Прежде бабушка силком не могла меня заставить молиться, но тут приперло — сам, без понуждения молился.

— Не мажь! Не мажь по воде! — закричал Санька. Он яростно бил своим веслом, чтобы удержать лодку носом наповерх. — Уснули, что ли-и-и?..

Мы, где силенки взялись, налегли на весла, «черпая» всей лопаткой, лицо заливало потом — утереться некогда, одышкой раздирало грудь — передохнуть недосуг.

— Пор-р-рядок на корабле! — возликовал Санька, когда бона осталась сзади, нас подхватило и вынесло на речной простор. Кружилась, вскипала под лодкой густая от мути вода, гнала редкие льдины, швыряла их на боны. Лодку качало, подбрасывало, норовило развернуть и хрястнуть обо что-нибудь.

Первый раз пересекали мы Енисей в ту пору, когда переплывать его и взрослый-то не всякий решался.

Остров с реки казался совсем близким. Затопленные кусты по берегам его качались, били по воде, и напоминал остров птицу хлопунца: бежит, бежит вверх по воде лохматая птица и никак не может подняться на крыло.

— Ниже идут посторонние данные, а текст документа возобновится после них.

PR #697, opened 2018-05-23
LUKS2 support

vojtechtrefny:
This is first part of luks2 support for blivet. These changes solve problem with luks2+integrity -- blivet currently expects that the luks device is child of the partition with luks format and this is not true with integrity devices.

### DIFF
--- a/blivet/devicefactory.py
+++ b/blivet/devicefactory.py
@@ -33,6 +33,7 @@ from .devicelibs import btrfs
 from .devicelibs import mdraid
 from .devicelibs import lvm
 from .devicelibs import raid
+from .devicelibs import crypto
 from .partitioning import SameSizeSet
 from .partitioning import TotalSizeSet
 from .partitioning import do_partitioning
@@ -314,6 +315,8 @@ class DeviceFactory(object):
             :keyword min_luks_entropy: minimum entropy in bits required for
                                        LUKS format creation
             :type min_luks_entropy: int
+            :keyword luks_version: luks format version ("luks1" or "luks2")
+            :type luks_version: str
 
         """
         self.storage = storage  # a Blivet instance
@@ -328,6 +331,7 @@ class DeviceFactory(object):
 
         self.fstype = None  # not included in default_settings b/c of special handling below
         self.min_luks_entropy = kwargs.get("min_luks_entropy") or luks_data.min_entropy
+        self.luks_version = kwargs.get("luks_version") or crypto.DEFAULT_LUKS_VERSION
 
         # If a device was passed, update the defaults based on it.
         self.device = kwargs.get("device")
@@ -674,6 +678,7 @@ class DeviceFactory(object):
             fstype = "luks"
             mountpoint = None
             fmt_args["min_luks_entropy"] = self.min_luks_entropy
+            fmt_args["luks_version"] = self.luks_version
         else:
             fstype = self.fstype
             mountpoint = self.mountpoint
@@ -811,7 +816,8 @@ class DeviceFactory(object):
             orig_device = self.device
             leaf_format = self.device.format
             self.storage.format_device(self.device, get_format("luks",
-                                                               min_luks_entropy=self.min_luks_entropy))
+                                                               min_luks_entropy=self.min_luks_entropy,
+                                                               luks_version=self.luks_version))
             luks_device = LUKSDevice("luks-%s" % self.device.name,
                                      fmt=leaf_format,
                                      parents=self.device)
@@ -1146,7 +1152,8 @@ class PartitionSetFactory(PartitionFactory):
             if not member_encrypted and self.encrypted:
                 members.remove(member)
                 self.storage.format_device(member, get_format("luks",
-                                                              min_luks_entropy=self.min_luks_entropy))
+                                                              min_luks_entropy=self.min_luks_entropy,
+                                                              luks_version=self.luks_version))
                 luks_member = LUKSDevice("luks-%s" % member.name,
                                          parents=[member],
                                          fmt=get_format(self.fstype))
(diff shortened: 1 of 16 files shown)


vojtechtrefny:
Added support for creating luks2 format.

vojtechtrefny:
Jenkins, test this please.

vojtechtrefny:
What is the best place for "input" checking for the pbkdf extra arguments? There are two potential issues:

- `max_memory_kb` is not valid option/argument for *pbkdf2* (it makes sense only for *argon2i/argon2id*) -- if you specify `max_memory_kb` for *pbkdf2* libblockdev will ignore it -- shoud we ignore it too, return a ValueError or do the check only in Anaconda during kickstart validation (or do both?)
- same question for `iterations` and `time_ms` -- these are mutually exclusive and if you specify both, `time_ms` will be ignored by cryptsetup

dwlehman:
In blivet, I think it should be sufficient to log a warning in either case. I would expect anaconda to do at least as much -- probably raise an exception -- but that is up to them, of course.

vojtechtrefny:
Ok, I have added the warnings.
This should be ready for review now. It is possible that we'll need to change few things later (after anaconda starts to implement this) but I don't plan to add more things now.

vojtechtrefny:
Jenkins, test this please.

blivet/udev.py
```diff
@@ -616,6 +616,17 @@ def device_is_dm_luks(info):
     return is_crypt and _type.startswith("luks")
 
 
+def device_is_dm_integrity(info):
+    """ Return True if the device is a mapped integrity device. """
+    is_crypt = device_dm_subsystem_match(info, "crypt")
+    try:
```
vpodzime: Why not return `False` here early `if not is_crypt`?

blivet/formats/luks.py
```diff
@@ -135,6 +143,15 @@ def __init__(self, **kwargs):
             elif "discard" not in self.options:
                 self.options += ",discard"
 
+        self.pbkdf_args = kwargs.get("pbkdf_args", None)
```
vpodzime: `None` is not needed here, it's the default.

poncovka:
Hi, you need to update the `populate_ksdata` method. See: https://github.com/poncovka/blivet/commit/98470ceab88138e6677537a3dc9bfcccc5cd8e33

blivet/devices/luks.py
```diff
@@ -140,3 +140,34 @@ def populate_ksdata(self, data):
         self.slave.populate_ksdata(data)
         data.encrypted = True
         super(LUKSDevice, self).populate_ksdata(data)
+
+
+class IntegrityDevice(DMIntegrityDevice):
```
dwlehman: So it is possible (expected?) to have dm-integrity devices that are not associated with LUKS2 devices?

blivet/formats/luks.py
```diff
@@ -250,7 +256,8 @@ def _create(self, **kwargs):
                                     key_file=self._key_file,
                                     cipher=self.cipher,
                                     key_size=self.key_size,
-                                    min_entropy=self.min_luks_entropy)
+                                    min_entropy=self.min_luks_entropy,
+                                    luks_version=crypto.LUKS_VERSIONS[self.luks_version])
```
dwlehman: Ideally, `luks_version` would be a property with the check from `__init__` moved into the setter.

blivet/formats/luks.py
```diff
@@ -241,6 +241,12 @@ def _teardown(self, **kwargs):
         log.debug("unmapping %s", self.map_name)
         blockdev.crypto.luks_close(self.map_name)
 
+    def _pre_resize(self):
+        if self.luks_version == "luks2" and not self.__passphrase and not self.has_key:
```
dwlehman: `has_key` checks for both a passphrase and a key file.

blivet/devicefactory.py
```diff
@@ -328,6 +331,7 @@ def __init__(self, storage, **kwargs):
 
         self.fstype = None  # not included in default_settings b/c of special handling below
         self.min_luks_entropy = kwargs.get("min_luks_entropy") or luks_data.min_entropy
+        self.luks_version = kwargs.get("luks_version") or crypto.DEFAULT_LUKS_VERSION
```
dwlehman: Couldn't this just fall back to `None` and let the format supply the default?

blivet/formats/luks.py
```diff
@@ -135,6 +143,15 @@ def __init__(self, **kwargs):
             elif "discard" not in self.options:
                 self.options += ",discard"
 
+        self.pbkdf_args = kwargs.get("pbkdf_args")
+        if self.pbkdf_args:
+            if self.luks_version != "luks2":
+                raise ValueError("PBKDF arguments are valid only for LUKS version 2.")
+            if self.pbkdf_args.time_ms and self.pbkdf_args.iterations:
+                log.warning("Both iterations and specified for PBKDF, number of iterations will be ignored.")
```
dwlehman: "Both iterations and ___time_ms___ specified for ..."

blivet/devices/luks.py
dwlehman: I found out later that this is indeed possible.

vojtechtrefny:
> It seems like the max memory setting might be nicer to use if it were in the static crypto data singleton.

It probably isn't a "normal" use case but it is possible to create multiple luks devices with different pbkdf settings.

blivet/devicefactory.py
```diff
@@ -332,6 +334,7 @@ def __init__(self, storage, **kwargs):
         self.fstype = None  # not included in default_settings b/c of special handling below
         self.min_luks_entropy = kwargs.get("min_luks_entropy") or luks_data.min_entropy
         self.luks_version = kwargs.get("luks_version") or crypto.DEFAULT_LUKS_VERSION
+        self.pbkdf_args = kwargs.get("pbkdf_args", None)
```
dwlehman: `None` is the default fallback value for `dict.get`.

blivet/static_data/luks_data.py
```diff
@@ -64,6 +66,14 @@ def luks_devs(self):
...
         self.__luks_devs = value
 
+    @property
+    def pbkdf_args(self):
+        return self.__pbkdf_args
+
+    @pbkdf_args.setter
+    def pbkdf_args(self, value):
+        self.__pbkdf_args = value
+
```
dwlehman: I think a single underscore would suffice for this. I used two for passphrases because of the obfuscation required to access the attributes directly since they are passphrases. Maybe I'm wrong, but my sense is that the PBKDF args don't require such measures.

blivet/formats/luks.py
```diff
@@ -280,6 +281,16 @@ def _create(self, **kwargs):
                         type=self.type, status=self.status)
         super(LUKS, self)._create(**kwargs)  # set up the event sync
 
+        if not self.pbkdf_args:
```
poncovka: You should also check the version of LUKS, otherwise liblockdev might fail for LUKS1.

vojtechtrefny: Fixed.

PR #700, opened 2018-06-08
Use ID_WWN_WITH_EXTENSION for WWNs.

dwlehman:
Also strip off the '0x' prefix, which just takes up space.


dwlehman:
This is required for rhinstaller/anaconda#1503 (and replaces the previous blivet pull request related to it).

PR #701, opened 2018-06-13
Make sure WWNs are set for multipaths

dwlehman:
The fact that ID_WWN is not set for multipath devices was made apparent in rhinstaller/anaconda#1503.


dwlehman:
Merged into #700.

Силенок наших не хватило. Выдохлись мы и за остров не поймались. От ухвостья острова так отбойно шла вода, что развернуло нашу лодку и поволокло к Караульному быку. Санька судорожно пытался развернуть лодку носом встречь течению, остепенить ее, направить куда нужно, но лодка мчалась, задравши нос, будто норовистая лошадь, и слушаться вовсе не хотела. Много натекло в лодку воды, отяжелела она.

— Алешка, таба-ань! — заорал Санька.

Но Алешка не слышал его, он молотил и молотил веслом по воде. Рот его был открыт, лицо побелело. Я перехватил Алешкино весло и мотнул головой на старое ведро, плававшее среди лодки. Алешка бросился отчерпывать воду, лодка шатнулась, черпнула бортом.

— Тиш-ша! — Алешка ровно бы услышал Саньку, оцепенел, но тут же спохватился, начал выхлестывать воду ведром.

Внизу мощно ревел Караульный бык. Разъяренная вода кипела под ним, катила в унырыш — пещеру, закручивалась воронками. В воронках веретеньями кружились бревна и исчезали куда-то. Серые льдины, желтую пену, щепье, корье, вырванные с корнем сосенки гоняло под быком. Сверху отваливались камни и бултыхались в воду. Лодка закачалась как-то безвольно и обреченно. Бык приближался, словно он был живой, и мчался на нас, чтобы подмять лодку, расхряпать ее о каменную грудь и выбросить в реку щепье, а нас заглотить в каменную пасть унырыша.